Прежде всего нужны свидетели. Василий Ханевич, общество «Мемориал» и газета «Томский вестник» обратились к томичам с такой просьбой. Мы повторяем ее к читателям «Известий». Никак не обойтись без участия в расследовании официальных, государственных органов, архивов и управлений службы контрразведки. Читатели «Известий», запомнившие мартовскую публикацию, могут недоумевать: в ней же сказано, что генконсульство Польши в Москве обратилось к российской стороне с просьбой выяснить все обстоятельства дела, так неужели эта работа еще не началась? Во всяком случае, в Томское управление службы контрразведки (а с кого же и начинать?) «российская сторона», за исключением «Известий» и местного «Мемориала», по этому поводу не обращалась.

...Прежде чем покинуть Томск, я все же заехал наудачу к 88-летней Анне Михайловне Брагиной.

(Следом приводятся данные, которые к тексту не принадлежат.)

PR #1799, opened 2026-06-11
fix(#MOR-252): refresh radio credentials on reconnect

morozsm:
## Problem (MOR-252)

A radio password is captured ONCE in `CoreRadio.__init__` (`src/rigplane/runtime/radio.py`) and never re-read. It is consumed only at initial auth — `_control_phase.py` builds the login packet from `h._username`/`h._password`. Token renewal re-sends the existing token, and `soft_reconnect` reconnects CI-V without a fresh login. Result: a rotated credential is ignored until process restart.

- Да,- сказала старушка,— я помню такой случай. Это было до войны. Мы с мужем, он на железной дороге работал, жили тогда в землянке на краю кладбища, около этой самой ветки. И как-то ночью видели: солдаты и заключенные баграми сгружали из вагона мертвых людей. Они были, помню, голые, мерзлые. Тут же их и закапывали. А кто они были такие, этого я никогда не слыхала.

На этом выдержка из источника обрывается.